The violinist, however, has stepped aside. She gestures towards a little old lady at the piano. It is the pianist’s moment now. The elderly pianist modestly accepts the violinist’s gesture.

Some of the spotlight attaches itself to the pianist’s head like a halo. This is the charming scene that Jean-Jacques Sempé has created for the cover of the March 15, 2010 issue of The New Yorker, called “In the Spotlight.”

As always, Sempé’s human figures are miniscule but not insignificant. Sempé’s figures are the emotional and humorous focus of his art, and the inky details are used to create his cartoon figures.

Sempé’s backgrounds, meanwhile, are less sharply defined and created with watercolors.

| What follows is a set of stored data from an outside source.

PR #3469, opened 2023-07-21
Fix: Filtering works with group monitor

### LINKED ISSUE #3445: Filtering cannot display monitors within a group

### 🛡️ Security Policy

### Description

_No response_

### 👟 Reproduction steps

1. Create a Group monitor A
2. Create a monitor B, put monitor in the group monitor A
3. Pause monitor B
4. In monitor list filters, select Active -> Paused
5. Observer that monitor B does not show up

### 👀 Expected behavior

Monitor list should show the monitor group which contains the monitor satisfying the filtering criteria

### 😓 Actual Behavior

Monitor list does not show the monitor group which contains the monitor satisfying the filtering criteria

### 🐻 Uptime-Kuma Version

master

Windows 11 x64

### 🌐 Browser

Microsoft Edge

### 🐋 Docker Version

_No response_

### 🟩 NodeJS Version

_No response_

### 📝 Relevant log output

_No response_

chakflying:

# Description

Fixes #3445

- Refactor the process of search and filtering to a single loop over the monitor list
- Renamed prop `isSearch` to `showPathName` to be more clear on functionality

Unfortunately, enabling search/filtering will flatten all group structures. Doesn't look amazing but again can't think of an easy fix.

Also fixes bug:

- monitor.active now returns true/false instead of 1/0. Update sort function to reflect this.

## Type of change

- User interface (UI)

## Checklist

  (including JSDoc for methods)


src/components/MonitorList.vue
```diff
@@ -81,31 +81,71 @@ export default {
...
+                        monitor.status = this.$root.lastHeartbeatList[monitor.id].status;
+                    }
+                    statusMatch = this.filterState.status.includes(monitor.status);
+                }
+
+                // filter by active
+                let activeMatch = true;
+                if (this.filterState.active != null && this.filterState.active.length > 0) {
+                    activeMatch = this.filterState.active.includes(monitor.active);
+                }
```
CommanderStorm, line 119: You seem to like the "if.. assign" pattern (don't know the real name)

I would argue that this can be simplified to
```suggestion
                const shouldFilterByActive = this.filterState.active != null;
                let activeMatch = shouldFilterByActive && this.filterState.active.includes(monitor.active);
```

(code-style => feel free to overrule ^^)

It is the people who are important here, and for “In the Spotlight,” Sempé has created a charming and touching scene. The younger woman has put all ego and ambition aside to give the older woman an opportunity perhaps never given to her: the opportunity to perform before an audience.

The older woman, perhaps a piano teacher or an amateur piano player, has the chance now to share her musical gifts with the world. The violinist is all too happy to give her that chance.

In a world of selfishness and naked ambition, Sempé creates a scene that is not optimistic but not overly idealistic. May all who deserve a moment in the spotlight get that chance one day.